Juan’s decision to stay is “heroic” if not a bit suicidal and exemplifies the words of the national anthem “Morir por la patria es vivir” (To Die for the Fatherland is to Live). Has Juan maintained a fidelity to the event (Revolution)? What about the zombie onslaught, is that not an event as well, especially if we understand it as an “apocalyptic utopia” mentioned earlier? Earlier in the film Lázaro says “hay que irnos, alzarnos a la sierra” (we have to go, up into the mountains). The reference to guerrilla warfare here is metaphorical since they are in Havana, but the sentiment is definitely one of fidelity to the event. Badiou says that political subjects are always between two events: “They are never simply confronted with the opposition between the event and the situation upon which events of the recent or distant past still have an impact.
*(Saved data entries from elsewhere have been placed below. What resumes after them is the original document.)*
PR #6305, opened 2026-06-17
📊 Fix Dependabot security vulnerabilities

Marigold:
> _Written by Claude Code — @Marigold at the wheel._

Resolves open Dependabot security alerts by upgrading vulnerable dependencies across the monorepo (root + `lib/` subpackages + VS Code extensions).

## pip (uv.lock)

| Package | From → To | Severity fixed | Manifests |
|---|---|---|---|
| `bleach` | 6.3.0 → 6.4.0 | medium, low | root |
| `starlette` | 1.2.1 → 1.3.1 | high, low | root |
| `tornado` | 6.5.5 → 6.5.7 | high ×2, medium | root, catalog, datautils, owl |
| `cryptography` | 48.0.0 → 48.0.1 (root) / 49.0.0 (libs) | high | root, catalog, datautils, owl |
| `python-multipart` | 0.0.28 → 0.0.32 | high, low ×3 | root |
| `pyjwt` | 2.12.1 → 2.13.0 | high, medium ×3 | root |

`lib/datautils` pins `cryptography` and `tornado` directly — bumped the version floors to the patched releases and bumped the package `version` to `0.6.4` (the publish workflow rejects republishing an existing version). Re-locked root + catalog + owl to pick up `owid-datautils==0.6.4`.

## npm (js-yaml → 4.2.0)

- **meta-yaml-hover**: real direct dependency (`^4.1.0 → ^4.2.0`).
- **find-latest-etl-step**, **dod-syntax**: js-yaml is only a dev-tooling transitive dep (eslint/mocha) — forced to `^4.2.0` via `overrides` rather than adding a phantom runtime dependency.

## Not fixed

- **#559** (bleach `linkify(parse_email=True)` CPU exhaustion, medium): no patched version published yet — nothing to upgrade to.

`make check-all` passes (root + all `lib/` packages).

PR #6307, opened 2026-06-17
📊 Clear remaining Dependabot version-update PRs

Marigold:

Follow-up to #6305. That PR cleared every Dependabot **security alert**; this one clears the remaining routine **version-update PRs** (no associated alert) so the Dependabot PR list ends up empty.

## esbuild 0.27.x → 0.28.1 (devDependency)

Bumped in 8 VS Code extensions: `chart-preview`, `clickable-dag-steps`, `compare-previous-version`, `detect-outdated-practices`, `dod-syntax`, `find-latest-etl-step`, `meta-yaml-hover`, `run-until-cursor`. esbuild is build-only (devDependency); all 8 extensions compile on 0.28.1.

## js-yaml → 4.2.0 (in the 2 extensions #6305 didn't cover)

- **clickable-dag-steps**: js-yaml is imported in `src/extension.ts` but was only declared as `@types/js-yaml` (the runtime package resolved transitively). Added `js-yaml@^4.2.0` as a proper `dependencies` entry.
- **compare-previous-version**: js-yaml isn't imported (dev-tooling transitive only) — forced to `^4.2.0` via `overrides`, matching the approach used in #6305.

## Skill update

Extended the `fix-dependabot` skill (`.claude/skills/fix-dependabot/SKILL.md`) so future runs also sweep non-alert version-update PRs (new Step 4c) and end with an empty Dependabot PR list — plus guidance on direct-vs-transitive npm deps (when to add to `dependencies` vs. `overrides`).

## Supersedes
Closes the 10 open Dependabot version-update PRs: #6306, #6281, #6273, #6272, #6271, #6270, #6269, #6268, #6265, #6264.

### DIFF
--- a/.claude/skills/fix-dependabot/SKILL.md
+++ b/.claude/skills/fix-dependabot/SKILL.md
@@ -9,6 +9,8 @@ metadata:
 
 Resolve open Dependabot security alerts by upgrading vulnerable dependencies across the ETL monorepo — including pip packages (`pyproject.toml` + `uv.lock`), lib/ subdirectories, and npm packages in `vscode_extensions/`.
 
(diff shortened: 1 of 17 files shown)


Marigold:
@codex review

PR #6318, opened 2026-06-19
📊 Add .corrections.yml mechanism for known upstream data errors

Marigold:

A declarative **`.corrections.yml`** mechanism for recording known **upstream data errors** and applying the local fix, replacing scattered inline `.loc[...]` / `.drop(...)` exceptions with one auditable record per error (carrying its reason, provider, and reporting status) — plus a CLI that inventories and visualises every correction in the repo.

## 🔎 Visual review

**[Open the corrections dashboard →](https://htmlpreview.github.io/?https://gist.githubusercontent.com/Marigold/3e46907c92259d6d03caf2f4a98723c2/raw/a79cd61f093683abe73c741b5dc967575e6b5d71/corrections.html)** — every correction in the repo, grouped by provider/status. Expand a row for a before→after table and a time-series chart showing the *problematic* values (red) and the fix (green). Generated by `etl corrections -o out.html --charts`.

## What's here

- **`etl/data_corrections.py`** — loader (`load_corrections`) + `apply_corrections(tb, corrections)`, plus an audit (`build_audit` / `write_audit` / `read_audit`) that records each correction's affected points for visualisation.
- **`PathFinder.corrections_path`** + **`PathFinder.apply_corrections(tb)`** in `etl/helpers.py`, mirroring the `.excluded_countries.json` ergonomics — one line in a step. It also writes the audit on each run.
- **`etl corrections`** CLI (`apps/corrections/cli.py`) — scans all `.corrections.yml`, validates them (repo-wide lint), prints a terminal summary, and renders a self-contained HTML dashboard.
- **Six real cases migrated** from inline code, each verified **value-identical** end-to-end.
- **JSON Schema** (`schemas/corrections-schema.json`, wired in `.vscode/settings.json`) so `.corrections.yml` files are linted in the editor like `.meta.yml`; a test enforces every repo corrections file against it.
- Unit tests in `tests/test_data_corrections.py`.

## The format

A `<short_name>.corrections.yml` next to the step, a list of entries:

```yaml
- indicator: consumption_emissions          # the COLUMN to correct
  entity: Panama                            # country/entity
  years: [2006, 2008, 2016]                 # list | all | latest | {after/before/from/to: Y}
  action: drop                              # drop | override | scale | flag
  reason: Negative consumption-based CO2 emissions (physically impossible) in the source data.
  provider: Global Carbon Project
  reported: 2024-11-13                       # optional — when we told the provider
  status: reported                           # open | reported | acknowledged | fixed_upstream
```

- Rows are located by `entity` + `years`, or by their current value: `match: {value: 4.5}`.
- **Actions**: **`drop`** removes the matched rows (long/tidy tables); **`override`** replaces the indicator value with `value` (use `value: null` to blank one bad cell in a wide table without dropping the row); **`scale`** multiplies by `factor` (e.g. a unit mismatch — `factor: 0.001`); **`flag`** logs the known error without changing data.
- `years` grammar: a literal list, `all` (every year for the entity), `latest` (the table's most recent year), or `{after/before/from/to}` ranges.
- **`expect:` guard** (optional): a mapping of `eq`/`ne`/`gt`/`ge`/`lt`/`le` → threshold, asserted over all matched rows *before* the fix. `drop` is self-validating (the row vanishing trips the no-match assert), but `override`/`scale` keep the row — `expect` is how they **fail loudly when the source fixes the value**. Cannot combine with `flag`.
- **No `id` field** — a stable label is derived from `provider / indicator / target` for logs and error messages.

## Migrated cases

| Step | Correction | Action |
|---|---|---|
| `gcp/2025-11-13/global_carbon_budget` | Panama negative consumption emissions (2006/2008/2016) | `drop`, year list |
| `ifr/2026-01-14/robot_density` | China 2023 value revised by the source | `override` |
| `usgs/2025-12-15/mineral_commodity_summaries` | Australia zinc reserves 2022 + Kazakhstan asbestos 2020 | `override: value: null` (blank cell) |
| `wb/2025-07-01/income_groups` | Ethiopia's unclassified latest-year row | `drop`, `years: latest` |
| `literacy/2026-05-12/historic_literacy_omm` | Cote d'Ivoire 2019 likely-error literacy rate | `drop`, year list |
| `tourism/2026-01-21/unwto` | Taiwan domestic hotel guests reported in units, not thousands | `scale: factor: 0.001` + `expect: {gt: 1000000}` |

These exercise every action (`drop`, `override`, value-blanking, `scale`) and the `entity`+list / `entity`+`latest` / `entity`+`all` locators, plus the `expect` guard.

## Visualisation & audit

`PathFinder.apply_corrections` records, at apply time, each affected entity's full pre-correction series and the exact before/after of every affected point, under `data/corrections_audit/` (gitignored). `etl corrections --charts` reads it to render — per correction — a before→after table plus a **Plotly** time-series that highlights the problematic values in red and the fix in green (with a Linear/Log toggle). Charts are exact and immune to mid-pipeline column renames (the audit is captured where the correction runs, not re-read from the published dataset).

> Note: the audit reflects the value **at the correction's apply point**. For corrections that run before a downstream transform (e.g. UNWTO, applied before the garden ×1000), the "After" is the intermediate value, not the final published number.

## Verification

For each migrated step I built the garden output with the old inline code and with the new corrections file and asserted `assert_frame_equal(check_exact=True)` **plus** per-column metadata equality. All are value-identical — a behaviour-preserving refactor, not a data change. `make check` (ruff + ty) and the unit tests pass.

## Notes for review

- **`override` changes a published number** (IFR China 2023). The corrected value and the source's note are in the correction's `reason`/`status` — worth a glance.
- **The old "lost guard" concern is now addressed** by `expect:` — `override`/`scale` corrections can assert the rows are still anomalous before acting (e.g. UNWTO's `expect: {gt: 1000000}`), failing loudly if the source fixes the issue. Richer cross-row guards (e.g. animal-welfare's `barn == free_range`) remain inline for now.
- **WB `EXPECTED_MISSING_COUNTRIES_IN_LATEST_RELEASE`** keeps its `Ethiopia` entry on purpose — dropping Ethiopia's latest row is *why* it shows as missing, and a downstream assertion checks that. I only updated the comments to point at the corrections file.

## Surveyed but intentionally NOT migrated

I swept `garden/`, `meadow/` and `snapshots/` for inline point-corrections (multiple angles). Good candidates remain for follow-ups — deferred here with reasons, so the next pass is just picking from this list:

**Mechanism supports them, deferred for verification care:**
- **`gfs/.../gfs_wave_two` drinks 4.5→5** and **WHO typo fixes** (`avian_influenza` "225"→"2025", `vaccine_stock_out` "Inaccurtae"→"Inaccurate") — these use `.astype().replace(...)` rather than a `.loc` assignment, so a value-identical migration needs care, not a copy.
- **`animal_welfare/.../laying_hens_keeping_eu` Belgium 2025 + Greece 2013** — clean drops, but the inline code carries *cross-row* value-guards (`barn == free_range`, `total < 100k`) that the per-row `expect:` clause can't express yet.
- **`gapminder/.../maternal_mortality` year typos** (meadow) and **`health/.../polio_free_countries` Somalia 2000** — in-scope point corrections, lower priority.

**Out of scope (not provider point-errors):**
- **`democracy/.../lexical_index` `regime_lied==7 → regime_redux_lied=6`** — looks like a point fix but rewrites **4,234 rows**: a systematic scale-recoding *rule*, not a point correction. Left inline.
- **`emissions/.../gdp_and_co2_decoupling` Honduras 2008/2013** — reads more like an analytical decision (removing distorting peaks).
- **GCP Kuwait-1991 Oil Fires merge**, **`health/.../wgm_2018` answer-code merge** — aggregation / cross-wave harmonization.
- **`faostat/.../detected_anomalies`** — already a dedicated anomaly-class framework with value-based `check()`, multi-key (item/element) locators, and a replace-from-another-source fix that the current mechanism can't express; consolidation is a separate effort.
- **NOAA missing-country fix** (categorical handling), **waste-management UAE** (×100 rescale via `scale` is now possible — candidate for a follow-up).
- **BGS USSR-after-1991, Energy Institute zero-fills, agriculture spurious zeros, WB-PIP snapshot validation, `ggdc` source-flagged outliers, OECD pre-1990 marriage rates** — geopolitical/temporal/harmonization/systematic *rules*, not enumerated provider errors.

> Note: the search also turned up corrections living in **archived (superseded) step versions** — I verified active-DAG membership before touching anything and skipped archive-only files.

## Explicitly NOT in this PR (follow-ups)

Per-provider report generator, auto-expiry on re-ingestion, Anomalist-seeded patch drafting. (The cross-dataset dashboard — originally a follow-up — is now included via `etl corrections`.)

### DIFF
--- a/apps/corrections/cli.py
+++ b/apps/corrections/cli.py
@@ -65,8 +65,13 @@ def collect_corrections(step_dir: Path) -> list[dict[str, Any]]:
 
 
 def _fmt(v: float | None) -> str:
-    """Compact human-readable number (e.g. -1.23, 6.4e+07)."""
-    return "—" if v is None else f"{v:.4g}"
+    """Human-readable number with thousands separators (e.g. 56,180,148 · -742,811 · 14.2)."""
+    if v is None:
+        return "—"
+    a = abs(v)
+    if a != 0 and (a < 0.01 or a >= 1e15):
+        return f"{v:.3g}"  # fall back to scientific only for extreme magnitudes
+    return f"{v:,.2f}".rstrip("0").rstrip(".") or "0"
 
 
 def _affected_table(affected: list, action: str) -> str:
--- a/apps/corrections/cli.py
+++ b/apps/corrections/cli.py
@@ -11,6 +11,7 @@ the cross-dataset view of known upstream data errors and what we've reported to 
 
 import datetime as dt
 import html
+import json
 import webbrowser
 from pathlib import Path
 from typing import Any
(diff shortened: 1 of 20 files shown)


Marigold:
@codex review

etl/data_corrections.py
```diff
@@ -0,0 +1,221 @@
...
+
+
+def _row_mask(tb: Table, correction: dict[str, Any], country_col: str, year_col: str) -> np.ndarray:
+    """Return a positional boolean mask over `tb` selecting the rows a correction targets."""
+    index_names = [name for name in tb.index.names if name is not None]
+    label = _label(correction)
+
+    if "match" in correction:
+        mask = np.ones(len(tb), dtype=bool)
+        for key, value in correction["match"].items():
```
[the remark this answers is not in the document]
Marigold: > _Written by Claude Code — @Marigold at the wheel._

Good catch — fixed in d73ed339e3. `_validate_correction` now rejects an empty (or non-dict) `match`, so a `match: {}` entry fails loudly at load time instead of building an all-true mask and wiping the table (drop) or overwriting the whole indicator (override). The existing `n_matched > 0` guard couldn't catch this, since an empty match matches every row. Also rejected combining `match` with `entity`/`years` (those would have been silently ignored). Added two tests covering both.

Marigold:
Here's another example that could be migrated to corrections. It should also include the sanity check https://github.com/owid/etl/pull/6354.

Marigold:
@pabloarosado I've decided not to turn FAO data issues into corrections. It uses long format and is quite specific (and works well already), but I borrowed a couple of ideas from you.

etl/steps/data/garden/ifr/2026-01-14/robot_density.corrections.yml
```diff
@@ -0,0 +1,10 @@
+# Known upstream data errors in IFR robot density, corrected locally until fixed at the source.
+# See etl/data_corrections.py for the format. Values are in robots per 10,000 employees (post the /10 rescale).
+- indicator: robot_density
+  entity: China
+  years: [2023]
+  action: override
+  value: 14.2
```
lucasrodes, line 7: What do you think about adding a field like `expected` (maybe with some tolerance)? to confirm that the original value continues to be "wrong"?

etl/steps/data/garden/literacy/2026-05-12/historic_literacy_omm.py
```diff
@@ -66,8 +66,9 @@ def run() -> None:
     tb_unesco["source"] = "UNESCO Institute for Statistics"
     tb_unesco["source_url"] = "https://databrowser.uis.unesco.org/resources/bulk"
 
-    # Remove Cote d'Ivoire for 2019 due to likely error
-    tb_unesco = tb_unesco[~((tb_unesco["country"] == "Cote d'Ivoire") & (tb_unesco["year"] == 2019))]
+    # Drop known upstream data errors (e.g. Cote d'Ivoire 2019), declared in
+    # historic_literacy_omm.corrections.yml.
+    tb_unesco = paths.apply_corrections(tb_unesco)
```
lucasrodes, line 71: probably fine to keep this as this for now, it's flexible enough.

But as I saw it, I was wondering about detecting the corrections YML automatically, and applying it on `.format` maybe. But not sure if enforcing a specific place where we apply it would be too opinionated for now.

apps/corrections/cli.py
lucasrodes, line 1: Could we have this service running per-staging too? So we have a preview without launching the command. Also would be possible to share accross the team.

I thought of vibe.owid.io, but seems like maybe per-staging would be better?

lucasrodes (approved):
LGTM! Left minor suggestions

also: this is great!!! Step codes looks cleaner now 😌

apps/corrections/cli.py
Marigold: Good idea, but only if the corrections get some traction.

etl/steps/data/garden/ifr/2026-01-14/robot_density.corrections.yml
Marigold: Added!

etl/steps/data/garden/literacy/2026-05-12/historic_literacy_omm.py
Marigold: I did it, but in `create_dataset`. One can still call `apply_corrections` helper manually.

The political subject is, then, the interval between the past event and the coming event.” In Juan de los muertos the coming event has happened, we are poised at the unfolding of the new event, where new possibilities (and catastrophes) await. In the final shot one can see through the hole in the zombie surrounded by other undead and the horizon where Mama Kalunga dwells, in the ocean. Bufo and palo, Juan and Che, Marx and his ghosts, zombies and the living: Cuba wobbles into the future echoing Beckett’s words “Try again. Fail again. Fail better.” Simon Chritchley says that philosophy does not begin in wonder as Aristotle would have it, but in disappointment. So do revolutions.